- How to complete this task
Would you show every line from the records that holds "requested"?

- Provided data

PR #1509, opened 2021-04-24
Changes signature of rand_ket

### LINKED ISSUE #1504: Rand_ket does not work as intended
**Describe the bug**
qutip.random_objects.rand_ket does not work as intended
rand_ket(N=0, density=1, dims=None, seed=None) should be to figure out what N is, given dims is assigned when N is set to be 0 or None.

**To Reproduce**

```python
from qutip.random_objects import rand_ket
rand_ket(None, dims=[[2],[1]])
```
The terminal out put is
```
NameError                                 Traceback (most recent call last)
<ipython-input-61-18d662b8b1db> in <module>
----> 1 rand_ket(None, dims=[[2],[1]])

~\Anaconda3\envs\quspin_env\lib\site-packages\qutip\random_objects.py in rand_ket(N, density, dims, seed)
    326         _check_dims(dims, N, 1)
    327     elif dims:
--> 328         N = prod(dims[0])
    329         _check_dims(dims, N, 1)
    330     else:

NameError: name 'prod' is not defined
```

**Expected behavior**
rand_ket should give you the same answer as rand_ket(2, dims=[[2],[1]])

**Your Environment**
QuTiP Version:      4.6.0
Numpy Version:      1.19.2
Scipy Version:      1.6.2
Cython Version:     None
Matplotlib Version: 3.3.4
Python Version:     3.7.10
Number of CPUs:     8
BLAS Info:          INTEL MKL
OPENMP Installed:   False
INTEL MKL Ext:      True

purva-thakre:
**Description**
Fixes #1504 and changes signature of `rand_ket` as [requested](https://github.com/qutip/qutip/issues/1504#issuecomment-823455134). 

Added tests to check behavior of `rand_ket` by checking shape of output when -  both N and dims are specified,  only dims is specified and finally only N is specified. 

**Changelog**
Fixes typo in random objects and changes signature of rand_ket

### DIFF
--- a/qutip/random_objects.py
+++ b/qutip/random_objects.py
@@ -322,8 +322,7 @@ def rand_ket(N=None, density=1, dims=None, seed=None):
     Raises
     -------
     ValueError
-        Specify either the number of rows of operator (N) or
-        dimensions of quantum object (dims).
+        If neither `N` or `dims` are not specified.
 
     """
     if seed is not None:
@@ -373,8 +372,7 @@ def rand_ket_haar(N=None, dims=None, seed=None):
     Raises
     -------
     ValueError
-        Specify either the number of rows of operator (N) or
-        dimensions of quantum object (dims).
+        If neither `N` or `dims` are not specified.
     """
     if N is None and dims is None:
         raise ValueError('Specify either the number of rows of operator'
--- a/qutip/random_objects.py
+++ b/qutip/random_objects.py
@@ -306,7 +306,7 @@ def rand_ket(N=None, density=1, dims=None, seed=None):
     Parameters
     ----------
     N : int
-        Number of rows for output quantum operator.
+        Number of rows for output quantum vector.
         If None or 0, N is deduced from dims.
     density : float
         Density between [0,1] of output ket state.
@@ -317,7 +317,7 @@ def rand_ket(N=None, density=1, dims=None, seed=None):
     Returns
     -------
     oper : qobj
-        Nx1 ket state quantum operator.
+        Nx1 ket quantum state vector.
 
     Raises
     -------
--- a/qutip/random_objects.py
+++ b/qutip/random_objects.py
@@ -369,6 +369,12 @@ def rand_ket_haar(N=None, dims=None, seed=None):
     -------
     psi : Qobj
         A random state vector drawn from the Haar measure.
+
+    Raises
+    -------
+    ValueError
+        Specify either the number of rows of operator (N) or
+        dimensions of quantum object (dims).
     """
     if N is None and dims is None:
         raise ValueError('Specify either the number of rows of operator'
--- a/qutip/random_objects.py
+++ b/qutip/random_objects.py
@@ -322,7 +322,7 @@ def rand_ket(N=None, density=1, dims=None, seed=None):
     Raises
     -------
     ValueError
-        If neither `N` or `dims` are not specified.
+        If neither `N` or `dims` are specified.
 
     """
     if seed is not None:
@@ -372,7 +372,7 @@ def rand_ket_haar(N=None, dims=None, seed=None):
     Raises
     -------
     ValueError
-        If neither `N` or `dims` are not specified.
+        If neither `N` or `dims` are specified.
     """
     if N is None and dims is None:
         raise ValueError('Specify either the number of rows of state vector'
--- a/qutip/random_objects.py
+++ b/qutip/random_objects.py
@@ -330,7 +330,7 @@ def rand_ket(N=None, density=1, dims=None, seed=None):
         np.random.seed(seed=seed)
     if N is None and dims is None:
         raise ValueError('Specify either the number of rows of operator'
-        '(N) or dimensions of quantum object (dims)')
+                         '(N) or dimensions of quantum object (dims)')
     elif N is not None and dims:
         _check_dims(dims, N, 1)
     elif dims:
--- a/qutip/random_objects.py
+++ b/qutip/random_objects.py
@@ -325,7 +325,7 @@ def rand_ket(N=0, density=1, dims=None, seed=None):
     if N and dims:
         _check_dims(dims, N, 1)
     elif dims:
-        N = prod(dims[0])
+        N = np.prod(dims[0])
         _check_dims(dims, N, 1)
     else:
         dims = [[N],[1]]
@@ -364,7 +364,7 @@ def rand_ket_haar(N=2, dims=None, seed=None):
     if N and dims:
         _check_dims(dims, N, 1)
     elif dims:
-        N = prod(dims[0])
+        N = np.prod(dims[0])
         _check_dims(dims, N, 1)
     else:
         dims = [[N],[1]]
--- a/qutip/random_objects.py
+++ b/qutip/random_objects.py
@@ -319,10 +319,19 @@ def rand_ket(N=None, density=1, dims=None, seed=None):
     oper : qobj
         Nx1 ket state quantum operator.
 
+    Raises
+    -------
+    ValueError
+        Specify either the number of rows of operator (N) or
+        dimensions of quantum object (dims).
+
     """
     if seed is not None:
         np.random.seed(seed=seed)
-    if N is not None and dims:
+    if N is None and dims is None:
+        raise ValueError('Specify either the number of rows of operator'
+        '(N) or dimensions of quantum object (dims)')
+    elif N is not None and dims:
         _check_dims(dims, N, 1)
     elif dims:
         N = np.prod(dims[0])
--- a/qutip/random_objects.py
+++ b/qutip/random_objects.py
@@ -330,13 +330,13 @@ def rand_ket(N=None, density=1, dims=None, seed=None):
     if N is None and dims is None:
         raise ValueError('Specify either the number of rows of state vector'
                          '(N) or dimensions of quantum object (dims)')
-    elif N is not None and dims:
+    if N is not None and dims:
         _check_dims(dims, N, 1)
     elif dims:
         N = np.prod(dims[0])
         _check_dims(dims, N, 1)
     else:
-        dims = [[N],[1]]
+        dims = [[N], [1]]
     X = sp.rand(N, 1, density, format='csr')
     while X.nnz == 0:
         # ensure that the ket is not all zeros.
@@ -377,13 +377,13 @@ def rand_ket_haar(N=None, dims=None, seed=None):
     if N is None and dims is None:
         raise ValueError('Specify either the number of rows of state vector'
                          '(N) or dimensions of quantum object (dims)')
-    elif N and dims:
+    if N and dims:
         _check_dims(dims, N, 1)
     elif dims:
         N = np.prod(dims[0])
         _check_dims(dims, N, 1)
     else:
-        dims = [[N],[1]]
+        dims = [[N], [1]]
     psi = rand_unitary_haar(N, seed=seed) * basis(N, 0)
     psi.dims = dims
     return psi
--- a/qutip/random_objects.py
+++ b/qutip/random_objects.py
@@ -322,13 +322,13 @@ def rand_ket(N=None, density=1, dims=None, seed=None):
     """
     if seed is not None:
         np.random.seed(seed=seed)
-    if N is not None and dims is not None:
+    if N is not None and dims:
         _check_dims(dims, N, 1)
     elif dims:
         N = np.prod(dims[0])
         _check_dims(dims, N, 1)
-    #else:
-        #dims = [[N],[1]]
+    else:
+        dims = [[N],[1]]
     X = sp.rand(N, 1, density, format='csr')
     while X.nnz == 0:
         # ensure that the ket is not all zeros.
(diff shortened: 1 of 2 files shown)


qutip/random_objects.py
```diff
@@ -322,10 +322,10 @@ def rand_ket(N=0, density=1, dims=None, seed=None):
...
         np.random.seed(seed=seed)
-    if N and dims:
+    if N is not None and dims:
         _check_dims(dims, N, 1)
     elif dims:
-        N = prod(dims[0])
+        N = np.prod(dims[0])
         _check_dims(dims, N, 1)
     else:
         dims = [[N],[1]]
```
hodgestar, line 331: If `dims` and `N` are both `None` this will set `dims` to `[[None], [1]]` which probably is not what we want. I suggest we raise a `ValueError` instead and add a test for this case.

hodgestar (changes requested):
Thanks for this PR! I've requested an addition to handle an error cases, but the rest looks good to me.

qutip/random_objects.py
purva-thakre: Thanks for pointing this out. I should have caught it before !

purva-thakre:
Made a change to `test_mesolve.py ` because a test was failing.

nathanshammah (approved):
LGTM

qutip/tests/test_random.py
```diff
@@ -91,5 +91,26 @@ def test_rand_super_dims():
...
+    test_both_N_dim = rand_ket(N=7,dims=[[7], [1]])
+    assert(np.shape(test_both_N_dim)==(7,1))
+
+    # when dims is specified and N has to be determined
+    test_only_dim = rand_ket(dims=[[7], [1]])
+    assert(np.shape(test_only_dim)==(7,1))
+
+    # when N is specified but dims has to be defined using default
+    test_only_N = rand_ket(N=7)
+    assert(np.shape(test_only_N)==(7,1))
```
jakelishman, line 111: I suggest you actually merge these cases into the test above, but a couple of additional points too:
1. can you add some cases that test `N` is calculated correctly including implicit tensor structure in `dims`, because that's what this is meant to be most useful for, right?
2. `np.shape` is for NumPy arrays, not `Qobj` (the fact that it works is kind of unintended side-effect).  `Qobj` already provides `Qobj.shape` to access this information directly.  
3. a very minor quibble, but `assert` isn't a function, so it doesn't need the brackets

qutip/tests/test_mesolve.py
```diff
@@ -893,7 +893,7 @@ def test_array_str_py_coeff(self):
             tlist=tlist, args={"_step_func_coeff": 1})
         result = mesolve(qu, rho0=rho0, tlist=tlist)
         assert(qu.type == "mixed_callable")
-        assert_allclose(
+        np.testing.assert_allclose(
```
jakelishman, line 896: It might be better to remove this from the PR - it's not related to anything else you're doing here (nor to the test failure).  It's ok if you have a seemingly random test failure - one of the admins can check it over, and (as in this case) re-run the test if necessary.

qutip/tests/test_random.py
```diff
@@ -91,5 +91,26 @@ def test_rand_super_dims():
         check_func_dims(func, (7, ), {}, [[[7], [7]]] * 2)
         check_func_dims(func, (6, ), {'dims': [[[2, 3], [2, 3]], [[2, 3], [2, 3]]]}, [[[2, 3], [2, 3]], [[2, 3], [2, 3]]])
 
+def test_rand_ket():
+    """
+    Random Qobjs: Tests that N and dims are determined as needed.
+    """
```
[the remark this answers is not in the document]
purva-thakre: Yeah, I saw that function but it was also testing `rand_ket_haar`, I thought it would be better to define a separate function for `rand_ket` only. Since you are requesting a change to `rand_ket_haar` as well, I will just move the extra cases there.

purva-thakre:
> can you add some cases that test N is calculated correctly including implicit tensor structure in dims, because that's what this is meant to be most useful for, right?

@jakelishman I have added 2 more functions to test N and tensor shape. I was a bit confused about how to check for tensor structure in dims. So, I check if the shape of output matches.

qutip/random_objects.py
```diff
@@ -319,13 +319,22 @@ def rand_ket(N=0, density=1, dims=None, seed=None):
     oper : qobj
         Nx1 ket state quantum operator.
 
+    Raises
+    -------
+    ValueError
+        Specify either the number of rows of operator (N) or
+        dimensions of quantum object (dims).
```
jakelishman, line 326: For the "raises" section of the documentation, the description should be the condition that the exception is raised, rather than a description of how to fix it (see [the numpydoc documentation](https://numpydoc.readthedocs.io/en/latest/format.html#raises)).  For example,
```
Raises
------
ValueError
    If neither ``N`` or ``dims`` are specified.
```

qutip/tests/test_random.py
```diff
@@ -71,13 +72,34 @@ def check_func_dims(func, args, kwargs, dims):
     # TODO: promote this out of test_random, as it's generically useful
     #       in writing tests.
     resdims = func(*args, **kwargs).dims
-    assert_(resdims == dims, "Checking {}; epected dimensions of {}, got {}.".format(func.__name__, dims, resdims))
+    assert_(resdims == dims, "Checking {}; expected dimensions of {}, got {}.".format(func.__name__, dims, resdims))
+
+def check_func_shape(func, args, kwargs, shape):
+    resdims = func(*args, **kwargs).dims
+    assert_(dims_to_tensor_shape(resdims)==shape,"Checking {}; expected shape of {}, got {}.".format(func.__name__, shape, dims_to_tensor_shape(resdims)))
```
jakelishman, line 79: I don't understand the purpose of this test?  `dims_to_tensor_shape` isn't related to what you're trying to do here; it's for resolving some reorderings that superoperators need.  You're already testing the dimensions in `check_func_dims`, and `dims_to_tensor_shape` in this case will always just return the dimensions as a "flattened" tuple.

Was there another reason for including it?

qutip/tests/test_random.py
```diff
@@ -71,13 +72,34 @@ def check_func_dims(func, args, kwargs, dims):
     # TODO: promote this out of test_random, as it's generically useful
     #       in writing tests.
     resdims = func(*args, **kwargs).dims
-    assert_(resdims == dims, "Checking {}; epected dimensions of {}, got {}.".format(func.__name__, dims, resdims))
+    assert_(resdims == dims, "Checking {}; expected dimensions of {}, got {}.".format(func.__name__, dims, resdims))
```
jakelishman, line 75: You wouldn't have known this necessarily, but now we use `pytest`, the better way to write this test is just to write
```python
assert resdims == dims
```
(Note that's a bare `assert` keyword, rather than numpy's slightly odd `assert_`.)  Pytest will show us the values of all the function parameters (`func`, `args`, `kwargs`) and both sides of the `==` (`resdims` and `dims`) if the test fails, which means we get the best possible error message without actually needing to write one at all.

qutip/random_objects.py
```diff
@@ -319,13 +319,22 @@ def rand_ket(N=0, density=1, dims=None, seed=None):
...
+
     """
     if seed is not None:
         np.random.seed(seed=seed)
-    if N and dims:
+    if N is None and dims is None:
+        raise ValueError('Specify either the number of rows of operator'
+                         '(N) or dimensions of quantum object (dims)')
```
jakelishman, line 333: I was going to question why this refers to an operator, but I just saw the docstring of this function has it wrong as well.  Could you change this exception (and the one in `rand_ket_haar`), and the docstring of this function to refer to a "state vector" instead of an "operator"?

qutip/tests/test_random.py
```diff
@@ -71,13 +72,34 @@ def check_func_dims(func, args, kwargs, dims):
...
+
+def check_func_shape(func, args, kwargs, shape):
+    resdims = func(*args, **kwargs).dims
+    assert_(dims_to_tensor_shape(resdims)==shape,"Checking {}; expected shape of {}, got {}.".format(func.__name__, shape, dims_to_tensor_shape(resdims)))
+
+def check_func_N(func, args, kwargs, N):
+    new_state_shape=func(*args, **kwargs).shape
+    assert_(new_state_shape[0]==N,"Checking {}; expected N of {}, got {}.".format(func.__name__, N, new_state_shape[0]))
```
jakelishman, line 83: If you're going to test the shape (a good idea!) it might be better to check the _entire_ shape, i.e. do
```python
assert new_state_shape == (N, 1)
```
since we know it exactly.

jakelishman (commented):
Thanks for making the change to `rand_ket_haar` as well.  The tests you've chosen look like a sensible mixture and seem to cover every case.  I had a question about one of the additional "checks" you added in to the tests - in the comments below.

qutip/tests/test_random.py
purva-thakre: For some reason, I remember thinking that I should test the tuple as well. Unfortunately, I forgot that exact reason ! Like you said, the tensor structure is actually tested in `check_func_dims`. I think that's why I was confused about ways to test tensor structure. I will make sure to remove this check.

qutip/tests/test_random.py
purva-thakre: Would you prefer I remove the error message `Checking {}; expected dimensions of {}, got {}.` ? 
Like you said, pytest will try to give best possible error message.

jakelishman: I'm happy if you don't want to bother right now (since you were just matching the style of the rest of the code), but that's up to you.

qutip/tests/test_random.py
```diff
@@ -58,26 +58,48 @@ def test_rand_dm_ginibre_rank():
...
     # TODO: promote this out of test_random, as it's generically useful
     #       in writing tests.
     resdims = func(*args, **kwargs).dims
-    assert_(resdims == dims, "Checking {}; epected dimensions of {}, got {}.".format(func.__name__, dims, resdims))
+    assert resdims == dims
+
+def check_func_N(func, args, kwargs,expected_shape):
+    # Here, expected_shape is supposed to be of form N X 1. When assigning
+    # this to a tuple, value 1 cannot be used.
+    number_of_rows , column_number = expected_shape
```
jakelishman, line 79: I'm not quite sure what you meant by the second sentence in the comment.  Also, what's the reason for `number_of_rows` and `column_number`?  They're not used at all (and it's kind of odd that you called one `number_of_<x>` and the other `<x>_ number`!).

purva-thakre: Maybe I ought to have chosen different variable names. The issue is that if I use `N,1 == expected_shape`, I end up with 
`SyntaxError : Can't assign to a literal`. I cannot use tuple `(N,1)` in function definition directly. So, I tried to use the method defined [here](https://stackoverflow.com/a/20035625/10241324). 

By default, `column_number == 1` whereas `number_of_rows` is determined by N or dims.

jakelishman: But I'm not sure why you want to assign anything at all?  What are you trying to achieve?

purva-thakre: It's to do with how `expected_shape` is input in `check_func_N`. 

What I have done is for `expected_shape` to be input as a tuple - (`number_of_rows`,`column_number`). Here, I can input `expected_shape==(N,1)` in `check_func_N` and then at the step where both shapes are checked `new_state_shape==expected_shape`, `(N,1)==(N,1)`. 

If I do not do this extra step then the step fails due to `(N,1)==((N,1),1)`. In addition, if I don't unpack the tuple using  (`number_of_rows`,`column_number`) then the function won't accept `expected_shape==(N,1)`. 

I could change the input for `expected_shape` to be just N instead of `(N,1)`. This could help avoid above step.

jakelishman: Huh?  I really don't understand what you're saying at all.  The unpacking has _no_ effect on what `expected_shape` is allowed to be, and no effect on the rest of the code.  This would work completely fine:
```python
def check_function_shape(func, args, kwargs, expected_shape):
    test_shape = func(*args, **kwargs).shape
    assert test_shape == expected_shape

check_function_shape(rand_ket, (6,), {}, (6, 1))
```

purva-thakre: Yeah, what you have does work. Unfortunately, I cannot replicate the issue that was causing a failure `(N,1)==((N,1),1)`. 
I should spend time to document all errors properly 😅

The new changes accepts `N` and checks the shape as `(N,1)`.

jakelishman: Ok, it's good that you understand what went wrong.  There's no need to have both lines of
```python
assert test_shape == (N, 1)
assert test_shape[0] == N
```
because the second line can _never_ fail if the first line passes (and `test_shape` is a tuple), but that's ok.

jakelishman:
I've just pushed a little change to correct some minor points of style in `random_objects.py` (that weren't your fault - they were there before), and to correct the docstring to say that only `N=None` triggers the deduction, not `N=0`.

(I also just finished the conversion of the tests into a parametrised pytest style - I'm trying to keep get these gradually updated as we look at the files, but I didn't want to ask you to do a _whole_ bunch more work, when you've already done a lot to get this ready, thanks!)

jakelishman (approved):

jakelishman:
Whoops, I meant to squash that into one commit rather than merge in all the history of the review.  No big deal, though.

--

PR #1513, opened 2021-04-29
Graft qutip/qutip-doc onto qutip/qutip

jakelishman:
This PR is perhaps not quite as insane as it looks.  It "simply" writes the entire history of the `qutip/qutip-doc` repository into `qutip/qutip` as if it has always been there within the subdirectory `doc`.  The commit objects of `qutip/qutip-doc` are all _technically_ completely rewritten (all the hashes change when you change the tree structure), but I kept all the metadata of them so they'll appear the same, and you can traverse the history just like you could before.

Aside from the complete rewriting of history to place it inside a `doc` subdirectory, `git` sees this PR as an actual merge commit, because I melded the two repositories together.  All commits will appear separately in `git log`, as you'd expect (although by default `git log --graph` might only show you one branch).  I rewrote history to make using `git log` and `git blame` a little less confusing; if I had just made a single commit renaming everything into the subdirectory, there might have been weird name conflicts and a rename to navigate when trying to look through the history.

- Exercise answer
Fixes #1504 and changes signature of `rand_ket` as [requested](https://github.com/qutip/qutip/issues/1504#issuecomment-823455134). 
hodgestar (changes requested):
Thanks for this PR! I've requested an addition to handle an error cases, but the rest looks good to me.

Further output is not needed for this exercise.